In the rugarch package the first order two-component model of R. F. Engle and Lee (1999) coupled with a standardised Skewed \(t\) conditional density is given by n\[\begin{eqnarray} y &=& \sigma_t\varepsilon_t, \qquad \varepsilon_t\sim st(0,1, \nu, \gamma), \\ \sigma_t^2 &=& q_t + \phi_1(\sigma_{t-1}^2-q_{t-1}) + \kappa_1 (y_{t-1}^2-\sigma_{t-1}^2),\\ q_t^2 &=& \omega + \phi_2q_{t-1}^2 + \kappa_1 (y_{t-1}^2-\sigma_{t-1}^2). \end{eqnarray}\] In other words, rugarch does not provide the option to include leverage in the R. F. Engle and Lee (1999) model. Estimation can be undertaken with
library(rugarch)
EngleLeeSpec <- ugarchspec(variance.model = list(model = "csGARCH",
garchOrder = c(1, 1)), mean.model=list(armaOrder=c(0,0),
include.mean=FALSE), distribution.model="sstd")
nasdaqEngleLee <- ugarchfit(EngleLeeSpec, y, solver="nlminb")
Next, summary(nasdaqgarch) yields (amongst other)

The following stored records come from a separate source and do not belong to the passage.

PR #778, opened 2016-09-08
#770 - fix: Fix errors when passing falsy values as the attrs arg to vdom.el…

### LINKED ISSUE #770: Vdom attributes should support a null / falsy value and do nothing with it
This fails: http://www.webpackbin.com/EJrn9OOj-.

treshugart:
…ement().

Fixes #770


bradleyayers:
In the example http://www.webpackbin.com/NJ2NU7NhW I don't see `vdom.element` being used.

As such it's not clear to me what the use-case is. In general I'm not in favour of blurry APIs like this. If we we want support for `null`, then we should add support for `null`, and we should test for that, but we shouldn't be testing that `''` and `0` also work — I would say those should not be part of the API.

treshugart:
True, but the issue is for falsy values; `null` was just mentioned.

bradleyayers:
My fundamental issue is I don't understand the use-case for a falsey value, so it makes it hard for me to be in favour of this.

treshugart:
Since we handle other values explicitly for attributes and then set them as text, we can only worry about handling `null` here as you've suggested.

bradleyayers:
lgtm

nadiam84:
lgtm

PR #784, opened 2016-09-13
fix: skip ES2015 class tests that rely on statics inheritance in IE9 and 10

bradleyayers:
This fixes the test CI by skipping a few tests in IE9 and 10.

### DIFF
--- a/test/unit/lifecycle/properties.js
+++ b/test/unit/lifecycle/properties.js
@@ -28,7 +28,7 @@ describe('lifecycle/property', () => {
   describe('props declared as attributes with ES2015 classes are linked', () => {
     const skip = !classStaticsInheritance();
 
-    it('uses the same attribute and property name for lower-case names', (done) => {
+    it('uses the same attribute and property name for lower-case names', function(done) {
       if (skip) this.skip();
 
       const elem = new (element().skate(class extends Component {
@@ -44,7 +44,7 @@ describe('lifecycle/property', () => {
       );
     });
 
-    it('uses the same attribute and property name for dashed-names names', (done) => {
+    it('uses the same attribute and property name for dashed-names names', function(done) {
       if (skip) this.skip();
 
       const elem = new (element().skate(class extends Component {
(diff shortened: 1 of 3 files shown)


bengummer:
lgtm

test/unit/lifecycle/properties.js
```diff
@@ -25,7 +26,11 @@ describe('lifecycle/property', () => {
   });
 
   describe('props declared as attributes with ES2015 classes are linked', () => {
+    const skip = !classStaticsInheritance();
```
treshugart: You can just check if `Object.setPrototypeOf` exists but you're probably right in doing this as it's more descriptive.

treshugart:
lgtm

test/unit/lifecycle/properties.js
stevemao: `Object.setPrototypeOf` is es6, so it compiles class down to es6 code...

treshugart: @stevemao I'm not sure I follow. Are you saying `Object.setPrototypeOf` won't work?

bengummer:
I just re-ran the tests for this PR and they completed this time, but with failures https://travis-ci.org/skatejs/skatejs/builds/159560726

bradleyayers:
Thanks. Silly last-minute refactor to revert some changes I made that I later thought were unnecessary, but were indeed necessary. I've pushed changes, will see how CI goes this time.

test/unit/lifecycle/properties.js
stevemao: I'm saying `Object.setPrototypeOf` is ES6, class is also ES6. So babel compiles class to `Object.setPrototypeOf`, not some ES5 code?

treshugart: Is that relevant? `setPrototypeOf` won't exist in older browsers, so it's just a simpler way of checking.

stevemao: Not saying it won't work. Just surprised that it compiles ES6 code to ES6. Don't know how it can increase browser support.

treshugart: Oh, right, not sure. I do know many browsers shipped `setPrototypeOf` before the class syntax, though.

Estimate Std. Error t value Pr(>|t|)
omega 0.008419 0.003911 2.1528 0.031337
alpha1 0.021006 0.014765 1.4228 0.154807
beta1 0.931799 0.044489 20.9446 0.000000
eta11 0.995956 0.002383 417.9196 0.000000
eta21 0.044147 0.013570 3.2533 0.001141
skew 0.912973 0.020984 43.5076 0.000000
shape 11.055129 2.095500 5.2757 0.000000
LogLikelihood : -5617.186
Information Criteria
------------------------------------
Akaike 3.4987
Bayes 3.5119
Shibata 3.4987
Hannan-Quinn 3.5035
In the table alpha1, beta1,
eta11 and eta21 correspond to \(\kappa_1\), \(\phi_1\), \(\phi_2\) and \(\kappa_2\), respectively. The skewness and
degrees of freedom estimates are again relatively similar to those of
the Beta-Skew-t-EGARCH above, and again the BIC value is higher. So also
in this case does the Beta-Skew-t-EGARCH provide a better fit according
to BIC. In fact, the log-likelihood of the R. F.
Engle and Lee (1999) model is even lower than that of the
GJR-GARCH, which contains fewer parameters. This suggests leverage,
which is omitted from the rugarch implementation of the R. F. Engle and Lee (1999) model, is an
important determinant of Nasdaq 100 return volatility.
This paper illustrates how the betategarch package can be
used for the simulation, estimation and forecasting of one-component and
two-component first order Beta-Skew-t-EGARCH models. The model allows
for skewed and heavy-tailed \(t\)-distributed conditional errors, and
leverage and a time-varying long-term component in the volatility
specification. The two main functions of the package are
tegarchSim and tegarch. The first simulates
from a Beta-Skew-t-EGARCH model, either a one-component or two-component
specification, whereas the latter function estimates one. The object (a
list) returned by the second function is of class tegarch,
and a collection of S3 methods can be applied to objects from this
class: coef, fitted, logLik,
predict, print, residuals,
summary and vcov. Finally, the empirical
illustration on daily Nasdaq 100 returns provides further in-sample
evidence in favour of the Beta-Skew-t-EGARCH model.